Actually there wasn’t much news on the Rialto. If I hear of anything I will let you know.
 View from the Rialto Bridge
Grand Canal from the Rialto Bridge

Friday, January 13, 2017

Mongolia | Bayankhongor | Camel Festival | Shoovoi

I was sitting at an outdoor table at a cafe in Istanbul enjoying the first appearance of the sun after a Huge  Blizzard. Skimming the news on the internet while sipping a demitasse of Turkish coffee I saw this headline: Camel Festival Takes Place In Mongolia. Clicking on the story I read:
“A ten-year-old male camel belonging to herder Shoovoi from the Shinejinst soum (district) has been named ‘Best camel’ of the year. A total of 22 male camels took part in a competition in which they were rated on their appearance.”
It just  so  happens I know Shoovoi and have even ridden one of his camels. I first met him on a camel trip I did in Bayankhongor Aimag back in 1999. He is married to the sister of my old pal Zevgee (now Deceased), with whom I did Twelve Horse And Camel Trips over the years. Zevgee was born in Bayankhongor Aimag but later moved to Töv Aimag, where his wife is from. He told me that he still had five brothers and a sister in  Bayankhongor and that two of his brothers and his brother-in-law were famous for their camels. Eventually we traveled to Bayankhongor by jeep and hired camels from his brothers Davakhüü and Khaidav. Then both Davakhüü and Khaidav accompanied us on a 124 miles camel trip from near the sum center of Shinejinst to the sacred mountain of Segs Tsagaan Bogd Uul the Chinese border.
 Davakhüü
Khaidav
Halfway through the camel trip south to Segs Tsagaan Bogd Uul we made a detour to visit Zevgee’s sister and Shoovoi, who at the time were camped with their sheep, goat, and camel herds at a tiny spring in an extremely remote area northeast of Ekhiin Gol Oasis.

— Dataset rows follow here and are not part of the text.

Issue #38216, opened 2026-06-03
[Bug]: Hermes Desktop v40.9.3 crashes on startup on Windows 11 — 0x80000003 breakpoint exception at consistent offset


nparkison:
## Bug Description

**Hermes version:** 0.15.x (Electron 40.9.3.0)
**OS:** Windows 11 Home (build 26100)
**Hardware:** AMD Ryzen 7 9800X3D, 64GB DDR5, RX 6800 XT 16GB
**Install method:** `Hermes-Setup.exe` from hermes-agent.nousresearch.com/desktop

## Description

Hermes Desktop crashes immediately on startup every time. The app window briefly appears (Electron shell initializes, creates `%APPDATA%\Hermes` directories), then dies. Crash is 100% reproducible across multiple attempts.

## Steps to Reproduce

1. Download `Hermes-Setup.exe` from the official desktop page
2. 2. Install normally
3. 3. Launch Hermes Desktop
4. 4. App crashes within seconds
## Workarounds Attempted (none resolved)

- `hermes update --yes` before launching Desktop (per #37532 workaround) — no change
- - Deleted `~/.hermes/.gateway-planned-stop.json` (per #34597) — no change- Multiple restart attempts — identical crash every time## Windows Event Viewer Crash Logs
5 crashes logged, all identical signature:

```
Faulting application name: Hermes.exe, version: 40.9.3.0
Faulting module name: Hermes.exe, version: 40.9.3.0
Exception code: 0x80000003
Fault offset: 0x00000000076ab0b6
Faulting application path: C:\Users\<user>\AppData\Local\hermes\hermes-agent\apps\desktop\release\win-unpacked\Hermes.exe
```

Key observations:
- **Same exception code** (0x80000003 = breakpoint) across all 5 crashes
- - **Same fault offset** (0x076ab0b6) every time — deterministic crash, not random corruption
- - - **Faulting module is Hermes.exe itself**, not a dependency DLL
- - - - Crashes occurred at 8:03, 8:05 (x2), 8:45, and 8:46 AM on 2026-06-03
## Notes

- The prebuilt `Hermes-Setup.exe` still ships Electron 40.9.3.0. The fix from #37532 / PR #38158 merged into source but doesn't appear to be included in the current downloadable installer.
- - Existing Hermes CLI agent works fine on this machine (running Grok 4.3 via Discord gateway, no issues).
- - - This appears to be a bug in the prebuilt Desktop binary, not a user config issue.
[...]

PR #98092, opened 2026-08-29
fix(desktop): re-probe the sandbox once when a launch-time ACL repair succeeds

chrisluersen:
## Summary

Fixes a Windows sandbox fallback that degrades forever even after the underlying problem is repaired.

**Problem:** Hermes Desktop runs with `--no-sandbox` after repeated crash-loop boots. The only thing that ever re-probes full sandboxing is an **app version change**. But the fallback often engages because a launch-time ACL repair (granting `ALL APPLICATION PACKAGES RX` on the install dir, #38216) is **missing or failed** — and that repair happens on *every* launch. When the repair eventually succeeds (e.g. after the installer re-runs, or the user fixes permissions), the host is healthy again, yet Hermes stays pinned to `--no-sandbox` until the next app update.

**Fix:** feed the launch-time ACL-repair result into the sandbox decision. When the repair succeeds while the sticky fallback is engaged, trigger the **same one-shot re-probe** as a version change — a healed host returns to full sandboxing on the very next launch instead of waiting indefinitely.

The re-probe is **one-shot**: the fallback marker records `aclRepairProbed`, so a *still*-broken host returns straight to sticky `--no-sandbox` rather than re-crashing on every launch (same failure-tolerant behavior as the existing version-change re-probe).

## What changed

- `apps/desktop/electron/main.ts` — thread `aclRepairSucceeded` into the sandbox decision; propagate `aclRepairProbed` through the marker writes in all relaunch paths (gpu-breakpoint, renderer-crash-loop, successful-boot).
- `apps/desktop/electron/windows-sandbox-fallback.ts` — the decision state machine accepts the ACL-repair result and honors the one-shot `aclRepairProbed` marker flag.
- `apps/desktop/electron/windows-sandbox-fallback.test.ts` — 3 new unit tests covering the healed-host re-probe, the aborted re-probe returning to consumed fallback, and the failed-repair keeping today's behavior.

## Testing

`npx vitest run electron/windows-sandbox-fallback.test.ts` — **21 passed**.

## Scope

Windows-only, desktop-app only. Pure decision logic + state wiring; no change to healthy launch paths (ACL repair is skipped entirely when no fallback marker is present).

### DIFF
--- a/apps/desktop/electron/main.ts
+++ b/apps/desktop/electron/main.ts
@@ -555,10 +555,18 @@ if (PASSWORD_STORE.store) {
 // sandbox (any cause, including a manual --no-sandbox flag) — guards the
 // relaunch handlers. `windowsSandboxFallbackSticky` = the fallback machinery
 // engaged and the marker must stay `fallback` after a successful boot; a
-// manual flag alone is honored but never made sticky.
+// manual flag alone is honored but never made sticky. A successful launch-time
+// ACL repair re-probes the sandbox once (like a version change), and
+// `windowsSandboxFallbackAclProbed` keeps that one-shot consumed so a
+// still-broken host returns to sticky --no-sandbox instead of re-crashing on
+// every launch.
 let windowsSandboxFallbackActive = false
 let windowsSandboxFallbackSticky = false
 let windowsSandboxFallbackReason: SandboxFallbackReason = 'boot-loop'
+// True once the one-shot ACL-repair re-probe is in flight (or already failed)
+// for this fallback episode; the relaunch handlers carry it into the fallback
+// marker they write so a still-broken host does not re-probe every launch.
+let windowsSandboxFallbackAclProbed = false
 let windowsNoSandboxRelaunchAttempted = false
 
 if (IS_WINDOWS) {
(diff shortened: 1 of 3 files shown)


Enough1122:

**Overall:** Heals the sticky `--no-sandbox` fallback when the underlying Windows ACL cause is repaired between launches.

**What it does**
- `apps/desktop/electron/windows-sandbox-fallback.ts:322` — when `aclRepairSucceeded && !marker.aclRepairProbed` while `state === 'fallback'`, re-probes sandbox once (same one-shot as version-change path) with `{state:'booting', reprobe:true, aclRepairProbed:true}`.
- Failure of that probe carries `aclRepairProbed:true` into fallback (`windows-sandbox-fallback.ts:349`), and `markerAfterSuccessfulBoot` preserves it (`windows-sandbox-fallback.ts:382`) so a still-broken host stays sticky and doesn't re-probe every launch.
- `apps/desktop/electron/main.ts:35` captures `aclRepairSucceeded = acl.ok` and threads it through `decideWindowsSandboxLaunch` and subsequent marker writes (`main.ts:51`, `:68`, `:96`).
- `parseSandboxMarker` and round-trip tests cover the new `aclRepairProbed: true` field strictly (only explicit `true`).

**Non-blocking notes**
- Ordering: version-change re-probe is checked first (`appVersion !== marker.version`) and does **not** consume the ACL one-shot (`windows-sandbox-fallback.test.ts:182`) — two mechanisms stay independent; correct.
- `shouldAttemptAclRepair` still gates the `icacls` call (only on prior trouble), so healthy launches skip the recursion.

No functional issues found. New tests `windows-sandbox-fallback.test.ts:107` (6 cases) pin one-shot, consumed, and sticky semantics.

chrisluersen:
Superseded by #115130 — same change, and the diff is identical (`3 files, +225/-13`). This branch was 10,539 commits behind `main`; the rebase applied cleanly, and the unit file runs **21/21 green** against current `main` @ 01382698fc versus **17 passed / 4 failed** against this branch's pre-fix source. Refreshing rather than merging as-is follows the contributing guide's warning that squash-merging from a stale branch silently reverts recent fixes.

 Shoovoi, camel herder extraordinaire,  and his wife, Zevgee’s sister
 Zevgee’s sister
We stayed the night and Shoovoi killed a goat and his wife made khorkhog for us. To prepare this classic Mongolian dish an entire goat (not including head and innards) is cut up and put into a big milk can along with rocks heated in a campfire. The can is then tightly sealed. The hot rocks and the steam that builds up in the milk can cooks the meat. After an hour or two of cooking the can is  rolled across the desert floor for twenty or thirty minutes. This tenderizes the meat. Then with great care—quite a lot of steam pressure has built up— the can is opened.
Khorkhog in serving dish. According to tradition you should always juggle one of the hot rocks in your left hand while eating with the right hand.  This allows you to absorb the full essence of the goat.

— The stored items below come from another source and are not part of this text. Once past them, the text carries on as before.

PR #98093, opened 2026-08-29
fix(desktop): harden plugin shim against reserved-word exports and local-name collisions

chrisluersen:
## Summary

Fixes two crash classes in the desktop **plugin shim** — the ESM blob that re-exports a global namespace's live members for plugins — both triggered by minified SDK chunks.

## Bug 1: reserved word as export alias → `SyntaxError`

The shim filters export names with `/^[A-Za-z_$][\w$]*$/`, which accepts reserved words. A minified SDK chunk (proven: leaks `in` as an export alias) then produces:

```js
export const { in } = m;   // SyntaxError
```

Chromium surfaces this as a confusing `Unexpected token ')'` pointing at the chunk's line — very hard to trace back to the shim.

**Fix:** filter JavaScript reserved words from the export list.

## Bug 2: local binding collides with an export name → redeclaration error

The shim binds the namespace to a local (`const m = globalThis[...]`) then destructures exports from it. If the namespace exports a member literally named `m` (proven: the session-list-density chunk does), the generated code is:

```js
const m = globalThis.FOO;
export const { m } = m;    // Identifier 'm' has already been declared
```

**Fix:** use an unlikely internal local (`__hermes_shim_ns__`) *and* exclude it from the destructure list, so a future collision stays impossible.

## What changed

- `apps/desktop/src/sdk/runtime.ts` — add `RESERVED_WORDS` set; filter exports against it; rename the shim's local binding to `__hermes_shim_ns__` and exclude it from the destructure.

## Scope

Desktop-app only, one file. Pure string-blob generation; no behavior change for well-formed SDK chunks.

### DIFF
--- a/apps/desktop/src/sdk/runtime.ts
+++ b/apps/desktop/src/sdk/runtime.ts
@@ -25,16 +25,44 @@ export function installPluginSdk(): void {
 }
 
 /** Build a shim ESM blob that re-exports a global namespace's live members.
- *  Export names come from the namespace itself, so the list can't drift. */
+ *  Export names come from the namespace itself, so the list can't drift.
+ *
+ *  Names must be valid binding identifiers — the /^[A-Za-z_$][\w$]*$/ shape
+ *  alone is NOT enough: a minified SDK chunk can leak a reserved word as an
+ *  export alias (proven: `in`), and `export const { in } = m` is a SyntaxError
+ *  that Chromium surfaces as a confusing "Unexpected token ')'" at the chunk
+ *  line. Filter reserved words too. */
+const RESERVED_WORDS = new Set([
+  'break','case','catch','class','const','continue','debugger','default','delete',
+  'do','else','enum','export','extends','false','finally','for','function','if',
+  'import','in','instanceof','new','null','return','super','switch','this','throw',
+  'true','try','typeof','var','void','while','with','yield','let','static','await',
+  'implements','package','protected','interface','private','public'
+])
+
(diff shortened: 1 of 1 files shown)


Enough1122:

**Overall:** Hardens the plugin shim against `SyntaxError` / `Identifier has already been declared`.

**What it does**
- `apps/desktop/src/sdk/runtime.ts:17` adds `RESERVED_WORDS` set and filters `Object.keys(GLOBALS[globalKey])` by `!RESERVED_WORDS.has(name)` — prevents `export const { in } = m;` from minified chunks (proven `in` leak).
- `runtime.ts:34` uses unlikely internal binding `__hermes_shim_ns__` and excludes it from the export list (`name !== LOCAL`) so a chunk exporting `m` no longer collides (`Identifier 'm' has already been declared`).

**Non-blocking notes**
- Reserved list covers strict + future-reserved words (`let`/`static`/`await`/etc.) — good for forward-compat.
- Blob URL creation (`URL.createObjectURL`) is per install; caller revokes on navigation — no leak introduced.

No issues found. Minimal, correct.

chrisluersen:
Superseded by #110533 — same fix (the `RESERVED_WORDS` filter plus the `__hermes_shim_ns__` binding excluded from the destructure list), re-derived on current `main` with a testable `shimSource` seam and 5 vitest cases. This branch is also now conflicting against `main` (`mergeable: CONFLICTING`); ongoing work on this fix lives in #110533.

Over the years I visited Shoovoi and his wife twice more and they always offered to cook a goat for us. On one trip we used some of his camels.
 Shoovoi, on the right, behind the camel, helping us pack a load on a later camel trip to Shar Khuls Oasis in Bayankhongor. This guy knows more about camels than you or I will know in one hundred lifetimes. 

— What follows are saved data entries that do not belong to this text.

PR #98099, opened 2026-08-29
fix(skills): skill_view directory file_path + skill_manage categorized name resolution

kshitijk4poor:
## Real-world impact

Agents calling `skill_view(name, file_path=…)` on a **directory** (e.g. `references`) got a raw `[Errno 21] Is a directory: '/…/references'` OS error instead of the helpful not-found payload with the `available_files` listing. This is the exact string that recurs 28× across five months of local optimization audit logs — the background review agent hits it every time it lists a skill's support files.

Agents calling `skill_manage` with a **categorized name** (`software-development/my-skill`) got `Skill '…' not found in active profile 'default'` — even though that is the form skill_view's own ambiguity hint instructs the caller to use (`Pass the full relative path instead of the bare name (e.g., 'category/skill-name')`). Every skill_manage call that followed the hint failed, and the agent retried repeatedly — the #1 recurring error class in the audit logs (926 occurrences in one month).

## What changed

**1. `skill_view` directory request (tools/skills_tool.py)**
```python
# before
if not target_file.exists():      # a directory EXISTS → falls through
    …not-found listing…
content = target_file.read_text() # ← raises [Errno 21] on a directory

# after
if not target_file.is_file():     # directories now take the listing branch
    …not-found listing…
```
The plugin-skill sibling branch already gated on `is_file()`; this aligns the local-skill branch (same bug class, sibling call path).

 At the start of the trip to Shar Khuls Oasis. The white camel, which I rode, belonged to Shoovoi.
 Zevgee and his wife at Shar Khuls Oasis.  The two magnificent Bayankhongor camels belonged to his brother Davakhüü. Bactrian camels are, of course, the most noble of all four-legged creatures, and more noble than many two-legged creatures  (click on photo for enlargement). 
 Camels. You can’t help but love them (click on photo).
Camels on parade at the 2017 Camel Festival. Shoovoi’s camel won the “Best Camel of the Year” award (not my photo).